• Task statement
A line belongs in the answer only if it contains the word "Tentative"; copy every such line from the listing below.

-----

PR #6421, opened 2021-04-14
MB-413-admin-can-add-sc-role-to-officeuser

NamibiaTorres:
## Description

Add services counselor role for office users (in the model) and run a migration with an update to the data base to reflect the new role.

Note this ticket says to update the handler and handler tests if needed. It was not needed for the office user handler.

## Reviewer Notes
Check that the migration was successful

## Setup
In postman, got to the Admin API folder and under the Office User folder, go to PATCH update office user. In the body, make sure to put  the values for the following fields, including the role that you want updated:

```json
{
    "firstName": "<string>",
    "middleInitials": "<string>",
    "lastName": "<string>",
    "telephone": "<telephone>",
    "active": "<boolean>",
    "roles": [
        {
            "name": "<string>",
            "roleType": "<string>"
        },
        {
            "name": "<string>",
            "roleType": "<string>"
        }
    ]
}
```
In the response you should see the updated role Service Counselor if the request was successful.

## References

* [Jira story](https://dp3.atlassian.net/browse/MB-4136) for this change


migrations/app/schema/20210407223734_add_service_counselor_role.up.sql
```diff
@@ -0,0 +1,6 @@
+-- Inserting a new role type and role name into the roles table
+COMMENT ON COLUMN roles.role_type IS 'These are the names of the roles in snake case.';
+
+INSERT INTO roles (id, role_type, created_at, updated_at, role_name)
+VALUES
+(uuid_generate_v4(), 'services_counselor', now(),now(),'Services Counselor');
```
shimonacarvalho, line 6: @sandy-wright Did you recently write up some guidance on not using uuid_generate_v4?

sandy-wright: yeah, the recommendation is to generate a constant UUID instead: https://github.com/transcom/mymove/wiki/Database-Migrations#writing-migrations

NamibiaTorres: Oh no, looks like my push didn't go through! I changed this value in my most recent commit.

NamibiaTorres: Just pushed it up @shimonacarvalho

NamibiaTorres: > yeah, the recommendation is to generate a constant UUID instead: https://github.com/transcom/mymove/wiki/Database-Migrations#writing-migrations

I made the change in my last commit, but hadn't pushed it up. The update should be reflected now.

migrations/app/migrations_manifest.txt
```diff
@@ -621,4 +621,5 @@
 20210331135106_rename_edi_processing_table.up.sql
 20210405214216_update_move_status_comment_with_miro_link.up.sql
 20210405224456_add_service_counseling_completed_at_to_moves.up.sql
+20210407223734_add_service_counselor_role.up.sql
 20210409170358_make_icn_column_nullable.up.sql
```
sandy-wright, line 625: This is a question for @transcom/truss-db - is it good practice to make sure your new migration is listed last in the manifest? I have it in my head that there can be issues with applying a new migration that comes before a previously applied migration, but I'm not sure that's actually true. I tested this locally and there doesn't seem to be a problem with it, so do we not have to worry about the migration order in the manifest?

migrations/app/schema/20210407223734_add_service_counselor_role.up.sql
```diff
@@ -0,0 +1,6 @@
+-- Inserting a new role type and role name into the roles table
+COMMENT ON COLUMN roles.role_type IS 'These are the names of the roles in snake case.';
+
+INSERT INTO roles (id, role_type, created_at, updated_at, role_name)
+VALUES
+('010bdae1-8ebe-44c9-b8ee-8c4477fae2a6', 'services_counselor', now(),now(),'Services Counselor');
```
sandy-wright, line 6: This is one heck of a nitpick, but would you mind adding spaces after the last two commas?

sandy-wright (approved):
LGTM! I was able to add the service counselor role using the Admin API, huzzah! I left one suggestion and one question for the DB reviewers, but other than that, it looks good to go

migrations/app/migrations_manifest.txt
NamibiaTorres: Also, more info for context. The migration was placed in this position after resolving a merge conflict with master.

reggieriser: Our convention has been that migrations should be placed in chronological order based on the timestamp in the filename.  There's a pre-commit hook that should ensure this.

However, I think @sandy-wright is correct in that we could have this scenario: 1) person A creates a migration on their branch that has a timestamp of 3 days ago, 2) person B creates a migration on their branch that has a timestamp of 2 days ago, 3) person B merges their branch to master, 4) everything is fine, 5) person A merges their branch to master and it appears in the manifest before person B's since it has an earlier timestamp, 6) the two migrations conflict (say, they're both trying to add or remove the same column).  That said, I'm not sure I recall ever seeing this in practice on the project, though.  One reason is that a merge conflict on the manifest would likely occur since these are both added toward the end of the file, so person A may be forced to resolve the conflict in their branch before merging.  Unless we force a branch to always be 100% up-to-date with master before merging, I think this has the possibility of happening (just like a code change could cause something to break even though there are no merge conflicts).

Also keep in mind that an existing database will only have migrations applied that it doesn't already have.  So, the order that migrations are applied in an existing database might be slightly different than how they're applied in a fresh database where all migrations are being executed in the order they appear in the manifest.

Other DB folks may have some additional context, but my take is the manifest in this PR is acceptable as long as we're careful.  Alternatively, you could always generate a new migration with a later timestamp (before merging) and use that instead -- but that still doesn't eliminate the possibility that something else has slipped in right before your merge.

reggieriser (approved):
The migration LGTM (note that I only looked at the migration on behalf of the DB reviewers).

migrations/app/migrations_manifest.txt
sandy-wright: Yay, thanks @reggieriser! That context is super helpful, and I forgot that migrations might have already been applied in a different order than they're listed in the manifest. I'll keep this info in mind for the future 😄

NamibiaTorres: Thanks @reggieriser and @sandy-wright ! Definitely good information and context to have before merging. Appreciate the thorough discussion.

NamibiaTorres:
Create a migration to add the Service Counselor role for Office Users.

PR #6422, opened 2021-04-14
[MB-247] Refactor Header components

suzubara:
## Description

This PR does some refactoring to the Header components used by the Customer (MyMove) app & Office app. The new component structure is:

- All Header components render the `<MilMoveHeader />` component (which renders the ReactUSWDS header with some significant CSS customization). Navigation and other instance-specific contents can be passed in using `props.children`.
- I created "subcomponents" for the `UserInfo` block in each header type -- this is the contents on the far-right of the header (everything to the right of the border) that is user-specific, and contains the login/logout links and user info.
  - There are 3 subcomponents for this content: `CustomerUserInfo, OfficeUserInfo, LoggedOutUserInfo`. Each one is viewable in the MilMove Header stories
- I also created container components for each application instance of the header: `CustomerLoggedInHeader, OfficeLoggedInHeader, LoggedOutHeader`
  - I made these as containers because they each connect to Redux in order to select relevant data such as the user data to render the correct header contents, and to handle the logout action
 
Changes in the application code are:
- Both apps (`MyMove/index, Office/index`) render the same `<LoggedOutHeader />` component if the user is not logged in
  - This header renders the login button & handles the EULA modal behavior. It does _not_ render the dev local login button, which has moved to the Sign In page.
- The Customer app renders the `<CustomerLoggedInHeader />` component on all pages if the user is logged in
  - This header renders the logout button and the profile link if the user's profile is complete
- Office app renders the `<OfficeLoggedInHeader />` component on pages that display a header if the user is logged in (regardless of their role)
  - This header renders the queue link based on the office user's role & gbloc info, the office user's name, and the logout button
  - The only material change here is that PPM Office users will see the new header now instead of the old header, but that seems ok since functionally they aren't different. But I would like to confirm this is ok with @transcom/truss-teen-vogue & @transcom/truss-design 

## Reviewer Notes

Test coverage!

## Setup

```sh
make client_run
make server_run
make storybook
```

## References

* [Jira story](https://dp3.atlassian.net/browse/MB-247) for this change

## Screenshots

Customer: 
milmovelocal_3000_sign-in
milmovelocal_3000_sign-in(iPhone 6_7_8 Plus)

image
image

Office:
officelocal_3000_sign-in
officelocal_3000_sign-in(iPhone 6_7_8 Plus)

image
image

Admin:
adminlocal_3000_system_webhook_subscriptions_46511663-5f18-4c34-9b1f-2d69b52490a3


Shkeating (approved):
approving, but there is some work needed to create the correct amount of space between the profile icon the link that follows it. I also am not sure what design's intended hover style for these links is, but from what I recall this might not be what was intended. I will create a separate ticket for this and sort it out on my own though, as it seems out of scope for what this branch is for, and based off my initial assessment of the work necessary to do this, would be too involved to tack onto this branch.

kimallen (commented):
I noticed in the office app inidividual movepage there's a white line (border or gap) between the Customer Header and the Milmove Header
image

In stg, it does not have that line:
image

Not sure if that's something to align here or in the PR that @Shkeating might write

src/components/MilMoveHeader/LoggedOutUserInfo.jsx
```diff
@@ -0,0 +1,25 @@
...
+        <li className="usa-nav__primary-item">
+          <Button unstyled aria-label="Sign In" onClick={handleLogin} data-testid="signin" type="button">
+            Sign in
+          </Button>
+        </li>
+      </ul>
+    </div>
+  );
+};
+
```
eamahanna, line 20: Does this component have a corresponding test file?

eamahanna: I saw we are testing it some in milmoveHeader test file. Is that enough or do we try and test each component individually?

src/components/MilMoveHeader/OfficeUserInfo.jsx
```diff
@@ -0,0 +1,39 @@
+import React from 'react';
+import { string, func } from 'prop-types';
+import { Button } from '@trussworks/react-uswds';
+
+import styles from './index.module.scss';
+
+const OfficeUserInfo = ({ handleLogout, firstName, lastName }) => {
+  return (
+    <div className={styles.userInfo}>
```
eamahanna, line 9: Similar question to above, should this have it's own test file?

src/components/MilMoveHeader/index.jsx
```diff
@@ -1,44 +1,32 @@
...
-      <div className={styles.verticalLine} />
-      {lastName !== '' && firstName !== '' && (
-        <span>
-          {lastName}, {firstName}
-        </span>
-      )}
-      <Button unstyled className={styles.signOut} onClick={handleLogout} type="button">
-        Sign out
-      </Button>
+const MilMoveHeader = ({ children }) => (
```
eamahanna, line 9: 🎉🎉🎉🎉🎉🎉

eamahanna (commented):
LGTM, I just had a couple of questions about tests.

YanZ777:
> I noticed in the office app inidividual movepage there's a white line (border or gap) between the Customer Header and the Milmove Header

Ok I fixed it, but I feel a little gross doing so. I had to put in an `!important` because for the life for me I could not figure out the selectors for it. I suspect I can not because the style is coming from `headers.scss`, which is not something that we control. It looks like those styles get put in last as well, so anything I do put gets overridden, hence the `!important`.

src/scenes/Office/office.scss
```diff
@@ -502,3 +502,7 @@ head .panel-subhead {
 .editable-panel-column .missing-info-alert {
   margin-bottom: 20px;
 }
+
+header.nav-header {
+  border-bottom: 1px solid #dfe1e2;
```
jenniferlynparsons, line 507: Is there a variable for this hex color?

jenniferlynparsons (approved):
Tentative approval with a need for follow up work to refine the tests.

I agree with @eamahanna that the unit tests should be broken out into separate test files. Currently, the tests on MilMoveHeader, OfficeUserInfo, etc. read like integration tests rather than unit test.

My suggestion is to create individual unit test files and also create a cypress test for the header sign in/sign out flow. This might mean making the homepage cypress test more robust or creating a whole new test.

src/scenes/Office/office.scss
YanZ777: Yes, there is! And I changed it to use that instead. Thanks for catching this.

YanZ777:
> Tentative approval with a need for follow up work to refine the tests.
> 
> I agree with @eamahanna that the unit tests should be broken out into separate test files. Currently, the tests on MilMoveHeader, OfficeUserInfo, etc. read like integration tests rather than unit test.
> 
> My suggestion is to create individual unit test files and also create a cypress test for the header sign in/sign out flow. This might mean making the homepage cypress test more robust or creating a whole new test.

@jenniferlynparsons I will write up a new ticket to put in more robust testing for the various headers

If everything else is ok, I will be hitting merge.

Ronolibert (approved):
Everything looks good! Looks like a lot easier of an API to use and more flexible. I do agree that we can use more testing on it for the slightly different header types

Shkeating (approved):
I am going to open a ticket for myself to look at that gap Kim pointed out and the spacing between the items on the right, I think this is good to go as is for the scope of its ticket!

PR #6424, opened 2021-04-14
MB-7585 Use PaymentRequestNumber instead of ReferenceID for looking up 824

gidjin:
## Description

Originally we were using the MTO Reference IDs in our 858s when sending them to Syncada. This switched to the PaymentRequestNumber as it was more unique but in turn the 824 processor needed to also do that as well. This PR fixes the 824 processor to use the Payment Request Number.

## Reviewer Notes

Do the tests look good. Especially `doesn't update a payment request status after processing an invalid EDI824` on Lines 185 - 207

## Setup

This is called by the job runner but until there is a connection to GEX we can't test this in staging. Locally you can ensure the tests run, but similarly calling the job runner will not work.

```sh
make server_test

# call the job runner if you want
go run ./cmd/milmove-tasks process-edis
```

## References

* [Jira story](https://dp3.atlassian.net/browse/MB-7585) for this change

### DIFF
--- a/pkg/services/invoice/process_edi824.go
+++ b/pkg/services/invoice/process_edi824.go
@@ -114,17 +114,13 @@ func (e *edi824Processor) ProcessFile(path string, stringEDI824 string) error {
 			return fmt.Errorf("unable to find move with associated payment request: %w", err)
 		}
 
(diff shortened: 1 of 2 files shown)


pearl-truss (approved):
LGTM

PR #6427, opened 2021-04-15
[MB-7623] Switch the connection for the Job Runner to use HTTPS to GEX

mboren:
## Description

I took the GEX connection code from `post_file_to_gex.go`, updated it a bit, and used it to change places where we were using SFTP to send files to Syncada to use HTTP to send to GEX instead. 
I left in the ability to switch back to using SFTP to send to Syncada. If we determine that we will not need this in the future, we should add a story to remove it.

I also added an ICN to the filenames that we send, to avoid having a file name collision if we sent multiple files at the same second. The new format is: `<timestamp>_<ICN>_edi858.txt`.

## Setup
I haven't had any luck running this locally yet, so we may have to wait until it lands in staging to actually test it.

To test this, we need to get a move with a payment request in the REVIEWED state.
This can be done by creating a move, approving as TIO, creating a payment request, and then approving as the TIO.
In staging, the job runner should automatically run every 5-15 minutes (not 100% sure).
You should be able to use fetch-mto-updates to see the payment request status. It should be REVIEWED after the TIO approves it, and should change to SENT_TO_GEX after this job runs.

You can also trigger the job manually with:

```sh
go run ./cmd/milmove-tasks process-edis --send-to-syncada true
```

Or you can call the support api endpoint instead:
sendtosyncada.json
```json
{
  "body": {
    "sendToSyncada": true,
    "readFromSyncada": false,
    "deleteFromSyncada": false
  }
}
```

```sh
```

## References

* [Jira story](https://dp3.atlassian.net/browse/MB-7623) for this change


gidjin (changes requested):
Had a few suggestions, marking this as changes requested because the gex sender isn't respecting the `SEND_TO_SYNCADA` flag (aka `sendEDIFile` parameter)

pkg/services/payment_request/payment_request_reviewed_processor_test.go
```diff
@@ -526,6 +535,140 @@ func (suite *PaymentRequestServiceSuite) TestProcessReviewedPaymentRequest() {
...
+			gexSender,
+			sftpSender)
+
+		err = paymentRequestReviewedProcessor.ProcessReviewedPaymentRequest()
+		suite.Contains(err.Error(), "error sending the following EDI")
+
+		// Ensure that sent_to_gex_at is Nil on unsuccessful call to processReviewedPaymentRequest service
+		fetcher := NewPaymentRequestFetcher(suite.DB())
+		paymentRequest, _ := fetcher.FetchPaymentRequest(pr.ID)
+		suite.Nil(paymentRequest.SentToGexAt)
```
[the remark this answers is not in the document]
mboren: Ok, I added some checks to make sure it's set to EDI_ERROR on failures and SENT_TO_GEX on successes.

jacquelineIO (approved):
Changes look good to me. There are valid UT, just need to run it to see what happens.

pkg/services/invoice/gex_sender_http_test.go
```diff
@@ -42,7 +42,7 @@ func (suite *GexSuite) TestSendToGexHTTP_Call() {
 	mockServer = httptest.NewServer(http.HandlerFunc(func(w http.ResponseWriter, r *http.Request) {
 		w.WriteHeader(http.StatusInternalServerError)
 	}))
-	resp, err = NewGexSenderHTTP(mockServer.URL, false, nil, "", "").
+	resp, err = NewGexSenderHTTP(mockServer.URL, "", false, nil, "", "").
```
gidjin, line 45: Small nit, could use a test that verifies the channel and file name end up in the url. But only if it's easy.

gidjin (approved):
Approving was able to connect to GEX via HTTPS locally

pkg/services/invoice/gex_sender_http_test.go
mboren: OK i added a test for this.

PR #2531, opened 2019-12-16
feat: add default breakpoint for fast-layouts-react column

JamesBurnside:
# Description

Add default breakpoint to the column component fast-layouts-react

## Motivation & context

When performing server side rendering there is no way to set the column width,span&order.
#2398 

## Issue type checklist

## Process & policy checklist


packages/fast-layouts-react/src/column/column.spec.tsx
```diff
@@ -241,6 +242,53 @@ describe("Column", (): void => {
...
+
+    test("column should use a default breakpoint of zero when the DOM is unavailable and default breakpoint is unset", () => {
+        // make DOM unavailable for test
+        const windowSpy: jest.SpyInstance<any> = jest.spyOn(
+            global as any,
+            "window",
+            "get"
+        );
+        windowSpy.mockImplementation(() => ({ undefined }));
+        expect(canUseDOM()).toEqual(false);
```
chrisdholt: We had some issues with tests failing with this implementation. Can you check out the breakpoint tracker test updates in this commit and see if we can leverage that pattern here? https://github.com/microsoft/fast-dna/commit/25633f6e63c69a565fb65e654607b6a87b7fe9d2

chrisdholt:
@JamesBurnside Just an FYI that I updated your PR message - thanks!

packages/fast-layouts-react/src/column/column.spec.tsx
JamesBurnside: That's much cleaner as well, yep I'll update

packages/fast-layouts-react/src/column/column.spec.tsx
```diff
@@ -241,9 +252,50 @@ describe("Column", (): void => {
...
+        const rendered: any = shallow(
+            <Column
+                defaultBreakpoint={2}
+                span={[7, 8, 9]}
+                row={[10, 11, 12]}
+                order={[13, 14, 15]}
+            />
+        );
+
+        // when breakpoint is zero, GridColumn, GridRowStart and order styles should use the default breakpoint value
```
chrisdholt:
```suggestion
        // when the DOM is unavailable, GridColumn, GridRowStart and order styles should use the default breakpoint value
```

Issue #2494, opened 2019-12-06
Progress is width 100% even when circular=true


adkaufm:
Progress still has width 100% even when it's the circular version. Can we not

chrisdholt:
@eljefe223 can you take a look at this? I don't think this should be required to be wrapped in a containing div just to properly size it. (@bheston as FYI)

eljefe223:
@adkaufm How is width 100% negatively impacting your use case? Just trying to understand what the expectation is. Even if we remove `width: 100%` it will default to that same value.

adkaufm:
The issue is that the containing div is width 100%. So if I place the progress in a larger div, it takes up the full width but the progress is left aligned. So annoying to have to add a jss stylesheet just to center it, when it shouldn't be 100% in the first place.

adkaufm:
![image](https://user-images.githubusercontent.com/44783604/71026957-20d69e80-20bf-11ea-9a27-7bb958880f46.png)
why

eljefe223:
Just implemented a progress in a prototype real quick. I see the `width` issue, but as an fyi there is no need to use `jssStyleSheet` in the current implementation you can apply the style directly to the `<Progress/>` itself.

https://stackblitz.com/edit/progress-circular

PR #2537, opened 2019-12-19
fix: circular progress is 100% width

eljefe223:
# Description
This fix changes the outer most div display to be `inline` instead of `block`.

Closes: #2494 

**After:**
Screen Shot 2019-12-19 at 8 28 30 AM

## Motivation & context
This allows the circular `progress` to be easily positioned within UI without any style overrides

## Issue type checklist

## Process & policy checklist

### DIFF
--- a/packages/fast-components-styles-msft/src/progress/index.ts
+++ b/packages/fast-components-styles-msft/src/progress/index.ts
@@ -29,6 +29,8 @@ const styles: ComponentStyles<ProgressClassNameContract, DesignSystem> = {
     },
     progress__circular: {
         height: "unset",
+        width: "unset",
+        display: "inline-block",
         "& $progress_valueIndicator, & $progress_indicator": {
             fill: "none",
             "stroke-width": "2px",


chrisdholt:
@eljefe223 Question: With `display: inline` we can run into an issue where user-defined width, height, and padding are not respected without changing the display value. I don't think this would be an issue with `display: inline-block` (or `display: inline-flex` FWIW) - is there a reason to opt for inline over inline-block?

eljefe223:
> @eljefe223 Question: With `display: inline` we can run into an issue where user-defined width, height, and padding are not respected without changing the display value. I don't think this would be an issue with `display: inline-block` (or `display: inline-flex` FWIW) - is there a reason to opt for inline over inline-block?

Sorry, I may not be following, but I did use `display: inline-block`.

chrisdholt:
> > @eljefe223 Question: With `display: inline` we can run into an issue where user-defined width, height, and padding are not respected without changing the display value. I don't think this would be an issue with `display: inline-block` (or `display: inline-flex` FWIW) - is there a reason to opt for inline over inline-block?
> 
> Sorry, I may not be following, but I did use `display: inline-block`.

I must have misread it. Thanks for the quick follow up!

-----

• Solution for this task
Tentative approval with a need for follow up work to refine the tests.
> Tentative approval with a need for follow up work to refine the tests.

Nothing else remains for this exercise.